* ACTION ITEM *
The records are given next. Repeat each one exactly.

SOURCE MATERIAL below:

PR #1213, opened 2022-04-25
DataManagementApi: all API endpoints produce and consume APPLICATION_JSON

### LINKED ISSUE #1175: Chore: use `application/json` as content type in all public API methods
# Feature Request

In order to have consistency across all public APIs, every controller method must `@Produce` and `@Consume` `application/json`. This means that all plaintext responses, for example the response to a contract-negotiation-initiation would have to be wrapped in a JSON object.

We could even go so far as to devise a global `ApiResult` object, that wraps _every_ response object. API methods would still return the proper HTTP status code (200 and others), and carry the `ApiResult` in the response body. 

We have to check how the OpenApi generator plugin behaves in this situation, it would be bad to lose information about the returned JSON object. Maybe we can counter this with custom annotations somehow.

Data Management API

Having a consistent API scheme is desirable and will make code-generated clients easier to handle.

## Solution Proposal
The `ApiResult` and could look like the this:
```java
public class ApiResult<T> {
   private T content; //only non-null if no error
   private Integer errorCode; //null if no error, maybe leave out?
   private String errorMessage; //null if no error
}
```

the `errorCode` could contain either the HTTP status code, which seems redundant, or it could contain application error codes, should we ever support those, or we could leave it out altogether. (I'm in favor of leaving it out)

## Type of Issue
Improvement

## Tasks
- [ ] Investigate how OpenApi behaves with those generic objects
- [ ] Update all `@Produces` and `@Consumes` annotations, move to the class level
- [ ] wrap every controller response in an `ApiResult`

## Checklist

paullatzelsperger:
## What this PR changes/adds

All API endpoints of the DataManagementApi now `@Produce` and `@Consume` `APPLICATION_JSON`. Those controller methods that previously returned a simple `String` now return a complex object that can be serialized to JSON in order to make things consistent.

## Why it does that

To allow easier consumption in (generated) API clients.

## Further notes

n/a

## Linked Issue(s)

Closes #1175 

## Checklist

### DIFF
--- a/CHANGELOG.md
+++ b/CHANGELOG.md
@@ -28,6 +28,7 @@ in the detailed section referring to by linking pull requests or issues.
 * Restructure sql extension folder tree (#1154)
 * Extract single `PolicyArchive` implementation (#1158)
 * Replace `accessPolicy` and `contractPolicy` with `accessPolicyId` and `contractPolicyId` on `ContractDefinition` (#1144)
+* All DMgmt Api methods now produce and consume `APPLICATION_JSON` (#1175)
 
 #### Removed
 
--- a/extensions/api/data-management/asset/src/main/java/org/eclipse/dataspaceconnector/api/datamanagement/asset/AssetApiController.java
+++ b/extensions/api/data-management/asset/src/main/java/org/eclipse/dataspaceconnector/api/datamanagement/asset/AssetApiController.java
@@ -47,6 +47,8 @@ import java.util.stream.Collectors;
 
 import static java.lang.String.format;
 
+@Consumes({ MediaType.APPLICATION_JSON })
+@Produces({ MediaType.APPLICATION_JSON })
 @Path("/assets")
 public class AssetApiController implements AssetApi {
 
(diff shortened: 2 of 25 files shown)


bscholtes1A (approved):

ndr-brt (commented):
Probably also the samples need to be aligned

paullatzelsperger:
> Probably also the samples need to be aligned

which samples did you have in mind? They don't use the DM API afaik. The system tests have already been adapted.

ndr-brt:
> which samples did you have in mind? They don't use the DM API afaik. The system tests have already been adapted.

sample 04.0 for sure, probably also 04.1 04.2 04.3 and 05 as well

paullatzelsperger:
> > which samples did you have in mind? They don't use the DM API afaik. The system tests have already been adapted.
> 
> sample 04.0 for sure, probably also 04.1 04.2 04.3 and 05 as well

I only found occurrences of the DM API in the README.md (`curl`) and those are written such that no adaptation seems necessary.

ndr-brt (approved):

PR #1220, opened 2022-04-26
Refactor: replace policy with policyId on ContractAgreement

### LINKED ISSUE #828: Refactor structure of business objects

ndr-brt:
## What this PR changes/adds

End of SOURCE MATERIAL.

* RESULT *
PR #1213, opened 2022-04-25
DataManagementApi: all API endpoints produce and consume APPLICATION_JSON

### LINKED ISSUE #1175: Chore: use `application/json` as content type in all public API methods
# Feature Request

In order to have consistency across all public APIs, every controller method must `@Produce` and `@Consume` `application/json`. This means that all plaintext responses, for example the response to a contract-negotiation-initiation would have to be wrapped in a JSON object.

We could even go so far as to devise a global `ApiResult` object, that wraps _every_ response object. API methods would still return the proper HTTP status code (200 and others), and carry the `ApiResult` in the response body. 

We have to check how the OpenApi generator plugin behaves in this situation, it would be bad to lose information about the returned JSON object. Maybe we can counter this with custom annotations somehow.

Data Management API

Having a consistent API scheme is desirable and will make code-generated clients easier to handle.

## Solution Proposal
The `ApiResult` and could look like the this:
```java
public class ApiResult<T> {
   private T content; //only non-null if no error
   private Integer errorCode; //null if no error, maybe leave out?
   private String errorMessage; //null if no error
}
```

the `errorCode` could contain either the HTTP status code, which seems redundant, or it could contain application error codes, should we ever support those, or we could leave it out altogether. (I'm in favor of leaving it out)

## Type of Issue
Improvement

## Tasks
- [ ] Investigate how OpenApi behaves with those generic objects
- [ ] Update all `@Produces` and `@Consumes` annotations, move to the class level
- [ ] wrap every controller response in an `ApiResult`

## Checklist

paullatzelsperger:
## What this PR changes/adds

All API endpoints of the DataManagementApi now `@Produce` and `@Consume` `APPLICATION_JSON`. Those controller methods that previously returned a simple `String` now return a complex object that can be serialized to JSON in order to make things consistent.

## Why it does that

To allow easier consumption in (generated) API clients.

## Further notes

n/a

## Linked Issue(s)

Closes #1175 

## Checklist

### DIFF
--- a/CHANGELOG.md
+++ b/CHANGELOG.md
@@ -28,6 +28,7 @@ in the detailed section referring to by linking pull requests or issues.
 * Restructure sql extension folder tree (#1154)
 * Extract single `PolicyArchive` implementation (#1158)
 * Replace `accessPolicy` and `contractPolicy` with `accessPolicyId` and `contractPolicyId` on `ContractDefinition` (#1144)
+* All DMgmt Api methods now produce and consume `APPLICATION_JSON` (#1175)
 
 #### Removed
 
--- a/extensions/api/data-management/asset/src/main/java/org/eclipse/dataspaceconnector/api/datamanagement/asset/AssetApiController.java
+++ b/extensions/api/data-management/asset/src/main/java/org/eclipse/dataspaceconnector/api/datamanagement/asset/AssetApiController.java
@@ -47,6 +47,8 @@ import java.util.stream.Collectors;
 
 import static java.lang.String.format;
 
+@Consumes({ MediaType.APPLICATION_JSON })
+@Produces({ MediaType.APPLICATION_JSON })
 @Path("/assets")
 public class AssetApiController implements AssetApi {
 
(diff shortened: 2 of 25 files shown)


bscholtes1A (approved):

ndr-brt (commented):
Probably also the samples need to be aligned

paullatzelsperger:
> Probably also the samples need to be aligned

which samples did you have in mind? They don't use the DM API afaik. The system tests have already been adapted.

ndr-brt:
> which samples did you have in mind? They don't use the DM API afaik. The system tests have already been adapted.

sample 04.0 for sure, probably also 04.1 04.2 04.3 and 05 as well

paullatzelsperger:
> > which samples did you have in mind? They don't use the DM API afaik. The system tests have already been adapted.
> 
> sample 04.0 for sure, probably also 04.1 04.2 04.3 and 05 as well

I only found occurrences of the DM API in the README.md (`curl`) and those are written such that no adaptation seems necessary.

ndr-brt (approved):

PR #1220, opened 2022-04-26
Refactor: replace policy with policyId on ContractAgreement

### LINKED ISSUE #828: Refactor structure of business objects

ndr-brt:
## What this PR changes/adds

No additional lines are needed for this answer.